A shop for bicycles. /CFP
Once known as a country on bicycles, China is now shifting gears to a new role as bicycle manufacturer and exporter.
According to the statistics of China Bicycle Association,
China's export of bicycles has been warming up since June, when it exported 5.59 million bikes, a year-on-year increase of 30.5 percent, according to statistics from the China Bicycle Association. The export volume totaled $321 million, rising by 38.8 percent compared to the same time period last year.
Data provided by Tianyancha, a tech companythat provides China data, shows that in July, at least 18,538 new bicycle manufacturing companies were registered in China, while the numbers in August, September and October were 15,540, 15,730, 11,024 respectively.
For Shanghai Phoenix, a household bicycle manufacturer in China, confirmed orders have already been lined up till July 2021, and overseas retail price is now five times more than before.
Chinese riding bikes in the 1970s to 1980s. Manuel Litran/CFP
"The orders have been increasing domestically since April this year, and starting in June, overseas orders have been surging as well," said Luo Qiong, general manager of the Import and Export Business of Shanghai Phoenix Co., Ltd..
For another bike manufacturer in Tianjin, Yiluda, the confirmed orders have now been arranged until April next year.
"The orders from June to September increased 10 times year on year, and the turnover is 13 times of the same period last year," said Li Qing, chairman of the board of Yiluda.

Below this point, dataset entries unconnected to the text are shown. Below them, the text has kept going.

PR #6769, opened 2023-09-29
add materialized view for traces perf

mayberryzane:
## Summary
- similar to logs, add materialized views for trace attributes, keys, values for better performance for search suggestions

- confirmed that all tables were being populated locally

- no

- no

### DIFF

Data from Alibaba International Station also shows that the gross merchandise volume (GMA) of bicycles has increased with a rate exceeding 100 percent, and the orders' amount increased by 220 percent compared to last year.
According to the statistics published by the General Administration of Customs, the export volumes of bicycles in the second and third quarter were $807 million and $1.1 billion respectively, hitting a new high in 25 years.
What is behind the surge?
The surge in bicycle exports was partly simulated by the restructuring of the supply chain due to the COVID-19 outbreak.
Many bicycle components manufacturers overseas were forced to close or were bankrupted during the pandemic, and many manufacturers had to replace some parts with Chinese products, according to a manager of Shanghai Phoenix.
"It provides us with a good opportunity to build our brands overseas," the manager said. But that was not the only reason behind the spike.
Insiders believe that the pandemic has changed people's outdoor habits. While gyms remain closed, and public transport increased exposure to the novel coronavirus, the bicycle has become a key choice for many people's commuting and sporting needs.
An expo of bicycles in Tianjin in 2018. /CFP
Besides the pandemic, many foreign governments have provided subsidies for the construction of bike lanes to encourage eco-friendly transport, said Luo, adding bike-riding is part of the culture in many foreign countries such as Italy, France and Germany.
Meanwhile, it is expected that the surge will last for a while.
"In the post-pandemic era, the industry would go back to being rational, but it still takes a while before everything goes back to normal. According to our projections, the orders won't decrease until 2022," said Luo.
China and 14 other countries including the 10 member countries of the Association of Southeast Asian Nations (ASEAN) and Japan, South Korea, Australia and New Zealand signed the Regional Comprehensive Economic Partnership (RCEP) agreementon Sunday. And this is also a good news for domestic bicycle manufacturers.
As one of the largest market for electronic bicycles, the Asia-Pacific Region accounts for 94.39 percent of the world's market shares, according to Statista, a German database. The promising tariff reduction is also expected to boost the industry in the near future.